INSTRUCTIONS TO FOLLOW>
Reproduce verbatim only the line that holds "from enum import Enum" and the lines that follow it to the end of the listing.

##########

PR #144, opened 2023-11-15
Robert Walz Woche06

LeMixer:
Task 1: 1778099
Task 2: ('/pcqjnl/lrrl/nwjggvr/bwmglvmt'), 1623571)

### DIFF
--- a/Exercises/RobertWalz/exercises_06/main.py
+++ b/Exercises/RobertWalz/exercises_06/main.py
@@ -1,4 +1,6 @@
 from enum import Enum
+from pathlib import Path
+import bisect
 
 from classes import Directory, File, FileSystem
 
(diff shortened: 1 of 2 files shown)


The-Linux-User:
Quite a lot of code, especially with the two separate files but seems to work all in all.

Exercises/RobertWalz/exercises_06/main.py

##########

RESULT OF THE TASK>
 from enum import Enum
+from pathlib import Path
+import bisect
 
 from classes import Directory, File, FileSystem
 
(diff shortened: 1 of 2 files shown)


The-Linux-User:
Quite a lot of code, especially with the two separate files but seems to work all in all.

Exercises/RobertWalz/exercises_06/main.py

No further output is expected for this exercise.